# Young and dumb....



## ProWallGuy

Whatever it takes, right?


----------



## slickshift

*Professor Peabody's Wayback Machine*

Hey...I didn't know you still had that picture of us from '87
Man I miss that truck


----------



## Rich

haha....I don't know, I've met a lot of older guys who claim to know it all that do stupid things like this


----------



## ProWallGuy

HELP ME MR. WIZARD, I DON'T WANT TO BE A PAINTER ANYMORE AHHH............................










Actually, its from circa '89. I was not holding the ladder, nor was I the idiot on top of it. I was the idiot that owned and maneuvered the truck.


----------



## chrisn

At least he had someone holding the ladder:whistling2:


----------



## slickshift

ProWallGuy said:


> Actually, its from circa '89...I was the idiot that owned and maneuvered the truck.


Hey I was pretty close....!


----------



## slickshift

ProWallGuy said:


> ...I was not holding the ladder, nor was I the idiot on top of it....

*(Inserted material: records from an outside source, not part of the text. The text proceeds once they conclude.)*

PR #166, opened 2016-09-29
Schedule Call AM/PM clock

peterp:
screen shot 2016-09-29 at 16 23 39

screen shot 2016-09-29 at 16 24 46

### DIFF
--- a/package.json
+++ b/package.json
@@ -1,6 +1,6 @@
 {
   "name": "app",
-  "version": "0.1.4",
+  "version": "0.1.5",
   "private": true,
   "scripts": {
     "start": "node node_modules/react-native/local-cli/cli.js start",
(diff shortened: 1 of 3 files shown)


peterp:
@justinvdm ready for review

package.json
```diff
@@ -1,6 +1,6 @@
 {
   "name": "app",
-  "version": "0.1.4",
+  "version": "0.1.5",
```
justinvdm: I'd rather we did version bumping using a release branch, or is this a commit that somehow managed to appear in the diff but isn't for this PR?

justinvdm:
👍 !

package.json
peterp: Yup. I don't think `git flow` pushes the develop branch after it's merged. 🍤

PR #173, opened 2016-09-30
Fix image urls

justinvdm:
At the moment we assume it is prefixed with `/mentor`


justinvdm:
@peterp ready for review

PR #174, opened 2016-09-30
Handle case where length === 1 for makeGradient

justinvdm:


justinvdm:
@peterp ready for review

I noticed it would use `#000` for a length of `1`.

PR #180, opened 2016-09-30
Navigator Local State to Redux

peterp:

PR #183, opened 2016-09-30
Display next scheduled call date

peterp:
@justinvdm depends on #182, #180 -- but otherwise ready for review. (last two commits.)


justinvdm:
:+1:wtih

PR #185, opened 2016-10-01
Fixed schedule detail time formatting

peterp:
12 hour clock, with AM/ PM instead of 24 hour clock.

@justinvdm ready for review


justinvdm:
:+1:

PR #188, opened 2016-10-03
using scheduled call call time instead of event date

peterp:


peterp:
@justinvdm ready for review

justinvdm:
👍

PR #189, opened 2016-10-03
`getNextScheduledCall` should work if there arent any dates in the past

peterp:


peterp:
@justinvdm ready for review

justinvdm:
:+1:wtih

justinvdm:
actually, travis was happy before the test description change, :+1:

PR #192, opened 2016-10-03
Prevent user from choosing times in the past

justinvdm:


justinvdm:
/o\ was on wrong branch when creating PR, sorry for the noise.

PR #193, opened 2016-10-03
Prevent user from choosing times in the past

justinvdm:


justinvdm:
screen shot 2016-10-03 at 4 20 58 pm

justinvdm:
@peterp ready for review

PR #159, opened 2019-09-25
Update plugin to build with Gradle 6.x

rpalcolea:
Hi!

Few things for Gradle 6 support:

* Upgrade `com.diffplug.gradle.spotless` to `3.24.2`
   * Older versions fail in Gradle 6.x with the following: 
   > Execution failed for task ':spotlessJava'. You must declare outputs or use `TaskOutputs.upToDateWhen()` when using the incremental task API

* Remove `@Optional` from `showProgress` in `SpotBugsTask`.
   * Reason:  @Input properties with primitive type 'boolean' cannot be @Optional.

* Replace `compile` and `testCompile` with `implementation` and `testImplementation` as the former will be removed in Gradle 7.0 and now they trigger warnings on builds

### DIFF
--- a/build.gradle
+++ b/build.gradle
@@ -3,7 +3,7 @@ plugins{
   id 'java-gradle-plugin'
   id "com.gradle.plugin-publish" version "0.10.1"
   id 'org.sonarqube' version '2.7.1'
-  id 'com.diffplug.gradle.spotless' version '3.24.1'
+  id 'com.diffplug.gradle.spotless' version '3.24.2'
 }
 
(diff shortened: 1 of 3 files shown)


KengoTODA:
> Remove @Optional from showProgress in SpotBugsTask.

Will it affect the behaviour of this plugin? I wish it won't (because `boolean` cannot be null so actually it's already not optional).

rpalcolea:
Correct, it won’t as it is really non optional already

hli37:
Hi, I am wondering how to remove @Optional from showProgress in SpotBugsTask

PR #162, opened 2019-09-29
Replace with maven-publish plugin

KengoTODA:
Replace `maven` plugin with `maven-publish` plugin that will work even with Gradle 7.x. Currently we do not use Maven Central for this project, then we can also remove the usage of `signing` plugin.

Refs #159


KengoTODA:
hi @spotbugs/everyone, could you review this PR? Thanks in advance!

PR #167, opened 2019-10-12
Validate when plugin is configured

KengoTODA:
Current way create task instances even though it is not necessary.
This PR applies the same way with [the official CodeNarc plugin validating configuration in setter method](https://github.com/gradle/gradle/blob/df7ac484a2facbb4503ba911666367de22b1d16a/subprojects/code-quality/src/main/groovy/org/gradle/api/plugins/quality/CodeNarcExtension.java).

This PR also changes the type of Exception from `IllegalStateException` to `IllegalUserDataException` that is recommended to make problem clear. This is also the same way with the plugin in above.

@daanschipper can I ask you to confirm this fix?

### DIFF
--- a/CHANGELOG.md
+++ b/CHANGELOG.md
@@ -1,3 +1,4 @@
+
 # Changelog
 
 This is the changelog for SpotBugs Gradle Plugin. This follows [Keep a Changelog v1.0.0](http://keepachangelog.com/en/1.0.0/).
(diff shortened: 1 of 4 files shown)


KengoTODA:
@spotbugs/everyone all builds has been passed successfully. Please have a review. Thanks in advance!

daanschipper:
I can confirm that the tasks are not created anymore during configuration time. This is a huge performance increase for our project! Would it be possible to create a new release as well after this is merged?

Yeah I know, you're the guy in the garage rollin' a few pinners


:jester:


----------



## ProWallGuy

slickshift said:


> rollin' a few pinners


Puleeeeeze. I'm hurt. They didn't call me Big Bambu for nothing! :yes:


----------



## Alex PCI

haha
I figured everyone has done that a few times. It was my only option on a few houses. I have been the idiot moving the truck and on the ladder


----------



## Tmrrptr

Looks like the old Get r Dun scenario...

I did it 2 weeks ago, ladder off the tailgate, to get 2 1/2 more feet.
Not as spectacular as your fun, but just the same, I did it for the money!
It would have cost me probably $60 lost time + fuel to get the right ladder.
r


----------



## Workaholic

I have pulled that move before with a 40' so that i could reach a small gable. I would not pull that move now though.


----------



## jackrabbit5

I don't know how young whoever set this up was, but he could be a future Darwin Award candidate. I drove by this setup almost every day for several months. I'm not really sure why or how it stayed up.


----------



## timhag

Jack....thats a pretty bad setup if i do say so myself. I've never done anything stupid as of yet. Although, i caught a few of my guys doing some dumb things. Such as, repelling down a steep roof 60 feet up tied to a 100' rope that was anchored to a tree trying to paint a chimney. Another had a 40' ladder resting on a large picture window insisting that the window will not break because he does it "all the time".


----------



## Wolverine

> haha
> I figured everyone has done that a few times. It was my only option on a few houses.


Are you reefering (pun intended) to this:


> Yeah I know, you're the guy in the garage rollin' a few pinners


:laughing:


----------



## DeanV

When I had to do a ladder like that it was a 32' and I had to drive the truck onto beach sand, the truck got stuck, all the way down to the axle so I only gained foot, had to stand on the top rung to reach the Victorian peak. I worked for someone else and he kept saying he would get a 40', until the last day there and no 40'. You know it is not safe when you hear the roofers on the next building saying "look at that guy."


----------



## Tmrrptr

*Now that's funny, right there...*



DeanV said:


> You know it is not safe when you hear the roofers on the next building saying "look at that guy."


Amen!


----------



## Alex PCI

Whats more impressive is the driving skills that got the truck in there like that


----------



## Joewho

Whoa. The second picture??? 

Gable end on a ranch? I might be getting old, but definately would have just used ladders for that.


----------



## Tmrrptr

Here's a sitebilt plank I saw...


----------



## Joewho

I've used framing to nail planks to. Been very creative on the exposed post and beam log homes.

My confession? When I first started painting, I set up two step ladders with a plank, put an extension on there to reach a peak. had two guys holding it.

Girl spoke to one of them, he let go. LOL, I watched the step ladder fall over in slow motion before I came down. That was 25 yrs. ago. Never had an "issue" like that since.

However, I think the picture above IS acceptable. Just hope the FORD doesn't have a problem staying in the park position.


----------